- Allocations to listed infrastructure have been on the rise in recent years amid growing demand for real assets offering relatively predictable cash flows and the potential for attractive real returns.
- We were hoping to see outsized returns by now, but the disruption has sparked our interest as the top turnaround pick for 2018.
- Call it market timing or call it value investing, we believe that Uniti Group is the “high octane pick” and that this stock has the potential for high alpha returns.
Advocacy groups are keeping a close watch on the Republicans' agenda to see how they move forward on infrastructure spending. Though infrastructure investment is a major theme of President Trump’s campaign, the issue has largely taken a back seat to repeal to pass Tax Reform.

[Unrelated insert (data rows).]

PR #239, opened 2023-05-26
Swap attack and defense param order in itemConfig to be correct

### LINKED ISSUE #235: Building Register helper functions get output item atoms wrong
If you declare an item with an output that contains attack atoms it checks the inputs defense atoms and vice versa.

This is down to the ItemUtils.register function getting the atom ordering wrong when creating the item kind node.

See https://github.com/playmint/ds/blob/fb481ef2aeb86b62b4bed7bc9d94cc2ecf78c1c8/contracts/src/utils/ItemUtils.sol#L41

5p0rt5BEArD:
Welcome drinks are now a little bit defensive rather than a little bit attacky. Should make for a safer, if less exciting, welcome party.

Today I will be writing an article on the impact of Tax Reform and commercial real estate, specifically REITs (stay tuned).
Regarding Infrastructure, the Trump Administration has shown a strong preference for funding investments from the private sector to pay for infrastructure priorities. The idea is to offer financial incentives to private companies that want to back transportation projects.
Under that model, known as a “public-private partnership,” firms bid on a project, build and maintain it for a set amount of time, and recover costs through tolls or set state payments. President Trump has argued that it’s cheaper and quicker when private investors are in charge, as opposed to the federal government (who wouldn’t agree with that?).
One proposal that Trump has floated would provide $137 billion in federal tax credits to companies that finance transportation projects, which he claims would unlock $1 trillion in investment over 10 years.
Allocations to listed infrastructure have been on the rise in recent years amid growing demand for real assets offering relatively predictable cash flows and the potential for attractive real returns.
As cash-strapped governments increasingly turn to private markets to fill a capital void, new security structures have been introduced globally, including those focused on income delivery... and that growing list of alternatives includes REITs.
Specifically, REITs have certain advantages, notably, several favorable IRS private letter rulings sanctioning the use of REITs to own electric and gas distribution systems have increased interest in their role in infrastructure investments. Here’s a snapshot of the Infrastructure REITs within our coverage universe:
Note: LMRK is an REOC (not a REIT) and HIFR and HASI are P/E metrics (not P/FFO).
As you can see, all of the above-referenced companies have out-performed year-to-date except Uniti Group (UNIT). We have written articles on many of the names including American Tower (AMT) – article HERE, Crown Castle (CCI) – article HERE, Hannon Armstrong (HASI) – article HERE, Landmark Infrastructure (NASDAQ:LMRK) – article HERE, CorEnergy (CORR) – article HERE, and Uniti Group – article HERE.
We just published the Forbes Real Estate Investor (newsletter) a few days ago, and many of these REITs are included within the Durable Income Portfolio (+12% YTD). These Infrastructure holdings include Crown Castle, Hannon Armstrong, and CorEnergy (these 3 REITs returned an average of 23% YTD).
However, one Infrastructure outlier (that we have previously recommended) has been crushed by Mr. Market. We were hoping to see outsized returns by now, but the disruption has sparked our interest as the top turnaround pick for 2018.
This simply means that we view Uniti Group as our top REIT conviction for 2018 – the potential for returns is disproportionately skewed to the upside. Simply put, higher risk = higher returns. Call it market timing or call it value investing, we believe that Uniti Group is the “high octane pick” and that this stock has the potential for high alpha returns.